┌─ Data for review

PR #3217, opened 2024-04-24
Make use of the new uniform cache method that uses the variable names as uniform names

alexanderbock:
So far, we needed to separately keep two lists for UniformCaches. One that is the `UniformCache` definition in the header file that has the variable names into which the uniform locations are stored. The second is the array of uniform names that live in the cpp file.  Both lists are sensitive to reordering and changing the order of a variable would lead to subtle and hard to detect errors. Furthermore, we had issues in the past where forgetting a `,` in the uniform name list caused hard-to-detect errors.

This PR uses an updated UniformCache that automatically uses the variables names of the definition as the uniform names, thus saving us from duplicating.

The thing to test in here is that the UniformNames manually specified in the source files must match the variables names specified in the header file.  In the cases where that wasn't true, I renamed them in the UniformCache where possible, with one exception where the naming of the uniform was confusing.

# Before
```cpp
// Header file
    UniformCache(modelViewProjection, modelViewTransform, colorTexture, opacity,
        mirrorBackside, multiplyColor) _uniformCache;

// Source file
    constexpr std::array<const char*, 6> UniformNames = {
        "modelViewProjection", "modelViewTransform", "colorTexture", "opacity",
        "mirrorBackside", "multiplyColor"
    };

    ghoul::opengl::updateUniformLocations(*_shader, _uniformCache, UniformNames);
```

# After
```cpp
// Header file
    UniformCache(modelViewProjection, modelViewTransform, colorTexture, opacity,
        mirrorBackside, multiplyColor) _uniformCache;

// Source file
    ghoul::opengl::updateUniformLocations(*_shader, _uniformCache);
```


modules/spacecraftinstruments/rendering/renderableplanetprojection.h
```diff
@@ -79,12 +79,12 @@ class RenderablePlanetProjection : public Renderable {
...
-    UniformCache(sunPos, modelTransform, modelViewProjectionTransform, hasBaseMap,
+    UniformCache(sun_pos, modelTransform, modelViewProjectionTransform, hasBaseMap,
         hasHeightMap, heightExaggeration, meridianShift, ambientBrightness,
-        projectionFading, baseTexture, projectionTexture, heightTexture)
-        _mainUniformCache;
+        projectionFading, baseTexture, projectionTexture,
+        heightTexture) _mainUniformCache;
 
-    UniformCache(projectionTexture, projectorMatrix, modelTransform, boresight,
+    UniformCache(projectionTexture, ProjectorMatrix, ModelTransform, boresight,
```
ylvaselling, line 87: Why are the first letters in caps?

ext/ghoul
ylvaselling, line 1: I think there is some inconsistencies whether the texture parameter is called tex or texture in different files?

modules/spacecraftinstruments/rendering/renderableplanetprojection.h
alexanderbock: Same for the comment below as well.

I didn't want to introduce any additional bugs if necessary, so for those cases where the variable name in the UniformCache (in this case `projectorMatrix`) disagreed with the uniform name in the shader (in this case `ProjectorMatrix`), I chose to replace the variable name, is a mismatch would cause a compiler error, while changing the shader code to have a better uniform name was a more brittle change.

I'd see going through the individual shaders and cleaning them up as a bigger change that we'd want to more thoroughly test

└─
┌─ Data for review

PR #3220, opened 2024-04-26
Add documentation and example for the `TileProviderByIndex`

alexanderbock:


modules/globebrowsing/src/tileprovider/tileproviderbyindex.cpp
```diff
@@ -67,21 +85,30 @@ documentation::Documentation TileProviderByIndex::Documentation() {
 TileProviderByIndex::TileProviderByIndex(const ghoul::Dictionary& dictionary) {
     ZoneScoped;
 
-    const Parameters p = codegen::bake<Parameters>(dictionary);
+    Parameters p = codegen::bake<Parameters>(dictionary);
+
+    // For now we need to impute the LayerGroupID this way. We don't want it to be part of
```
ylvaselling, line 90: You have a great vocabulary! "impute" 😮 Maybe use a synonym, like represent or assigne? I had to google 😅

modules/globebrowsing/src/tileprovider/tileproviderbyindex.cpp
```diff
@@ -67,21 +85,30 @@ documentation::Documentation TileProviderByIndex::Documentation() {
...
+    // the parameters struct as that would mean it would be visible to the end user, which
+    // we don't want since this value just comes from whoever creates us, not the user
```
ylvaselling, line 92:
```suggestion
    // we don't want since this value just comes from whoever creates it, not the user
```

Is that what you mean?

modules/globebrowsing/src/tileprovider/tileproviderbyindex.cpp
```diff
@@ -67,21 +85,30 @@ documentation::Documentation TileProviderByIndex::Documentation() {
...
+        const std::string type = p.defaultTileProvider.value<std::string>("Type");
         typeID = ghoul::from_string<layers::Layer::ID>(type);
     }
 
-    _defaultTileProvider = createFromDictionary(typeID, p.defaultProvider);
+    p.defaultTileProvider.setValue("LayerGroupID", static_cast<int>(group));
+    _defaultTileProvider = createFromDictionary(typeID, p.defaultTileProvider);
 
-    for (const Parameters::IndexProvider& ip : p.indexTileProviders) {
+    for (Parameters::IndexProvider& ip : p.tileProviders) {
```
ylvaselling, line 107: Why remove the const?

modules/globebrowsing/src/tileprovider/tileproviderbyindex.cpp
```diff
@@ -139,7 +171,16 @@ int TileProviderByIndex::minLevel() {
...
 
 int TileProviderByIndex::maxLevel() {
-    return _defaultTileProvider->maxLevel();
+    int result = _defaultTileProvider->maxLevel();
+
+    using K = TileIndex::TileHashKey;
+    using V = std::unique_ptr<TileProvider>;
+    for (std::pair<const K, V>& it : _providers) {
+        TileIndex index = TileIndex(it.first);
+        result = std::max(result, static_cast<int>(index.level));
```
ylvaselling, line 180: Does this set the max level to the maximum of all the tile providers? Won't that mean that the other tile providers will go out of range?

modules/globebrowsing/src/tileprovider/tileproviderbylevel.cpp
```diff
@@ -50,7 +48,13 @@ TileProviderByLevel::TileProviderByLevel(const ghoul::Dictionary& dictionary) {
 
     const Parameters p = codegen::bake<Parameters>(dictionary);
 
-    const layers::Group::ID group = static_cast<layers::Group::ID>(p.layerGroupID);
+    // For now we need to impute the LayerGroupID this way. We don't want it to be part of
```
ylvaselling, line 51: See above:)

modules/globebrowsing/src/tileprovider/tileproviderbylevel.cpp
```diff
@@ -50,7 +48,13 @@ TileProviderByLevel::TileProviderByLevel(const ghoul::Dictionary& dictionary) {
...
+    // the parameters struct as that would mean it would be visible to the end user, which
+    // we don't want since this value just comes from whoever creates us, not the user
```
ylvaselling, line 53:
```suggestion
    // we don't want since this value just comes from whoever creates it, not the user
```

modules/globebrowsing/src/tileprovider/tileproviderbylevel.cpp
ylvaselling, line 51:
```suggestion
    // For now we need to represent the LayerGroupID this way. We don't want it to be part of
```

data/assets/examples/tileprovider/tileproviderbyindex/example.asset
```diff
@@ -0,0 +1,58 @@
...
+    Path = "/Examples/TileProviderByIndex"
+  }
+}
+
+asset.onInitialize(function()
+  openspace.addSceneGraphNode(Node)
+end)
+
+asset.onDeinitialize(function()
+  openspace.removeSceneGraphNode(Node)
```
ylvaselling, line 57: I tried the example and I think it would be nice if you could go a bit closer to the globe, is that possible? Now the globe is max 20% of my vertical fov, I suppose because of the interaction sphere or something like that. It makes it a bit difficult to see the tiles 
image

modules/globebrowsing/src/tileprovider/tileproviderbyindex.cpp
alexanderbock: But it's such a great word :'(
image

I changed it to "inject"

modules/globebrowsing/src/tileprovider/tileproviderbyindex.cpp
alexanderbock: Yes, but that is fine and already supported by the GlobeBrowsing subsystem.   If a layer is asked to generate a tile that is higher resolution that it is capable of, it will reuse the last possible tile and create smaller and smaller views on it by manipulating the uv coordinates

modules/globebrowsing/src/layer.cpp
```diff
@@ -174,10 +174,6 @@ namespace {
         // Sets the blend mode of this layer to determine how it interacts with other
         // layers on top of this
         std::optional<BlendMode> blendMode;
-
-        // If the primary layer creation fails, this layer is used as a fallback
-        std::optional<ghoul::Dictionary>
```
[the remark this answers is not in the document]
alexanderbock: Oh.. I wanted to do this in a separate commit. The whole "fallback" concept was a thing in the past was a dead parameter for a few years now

└─
┌─ Data for review

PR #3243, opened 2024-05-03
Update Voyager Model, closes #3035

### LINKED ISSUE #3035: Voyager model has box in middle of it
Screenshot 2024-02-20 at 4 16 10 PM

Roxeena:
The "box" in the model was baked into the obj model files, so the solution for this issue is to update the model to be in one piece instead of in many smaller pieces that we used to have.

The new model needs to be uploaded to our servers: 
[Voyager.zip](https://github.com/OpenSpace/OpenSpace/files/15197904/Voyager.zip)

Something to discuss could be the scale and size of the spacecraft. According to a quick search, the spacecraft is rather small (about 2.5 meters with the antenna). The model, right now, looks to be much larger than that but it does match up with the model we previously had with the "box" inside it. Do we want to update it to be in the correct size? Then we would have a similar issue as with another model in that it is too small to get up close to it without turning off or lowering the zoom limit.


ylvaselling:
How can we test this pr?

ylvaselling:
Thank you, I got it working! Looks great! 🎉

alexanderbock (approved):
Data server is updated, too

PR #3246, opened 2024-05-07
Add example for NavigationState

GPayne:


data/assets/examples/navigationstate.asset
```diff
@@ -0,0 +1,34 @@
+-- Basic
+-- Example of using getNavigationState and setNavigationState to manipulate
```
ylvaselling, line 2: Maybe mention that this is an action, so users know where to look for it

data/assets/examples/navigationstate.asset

└─

■ Task details: Your answer must be every line from the listing above that holds the string "boresight".

■ Answer box:
-    UniformCache(projectionTexture, projectorMatrix, modelTransform, boresight,
+    UniformCache(projectionTexture, ProjectorMatrix, ModelTransform, boresight,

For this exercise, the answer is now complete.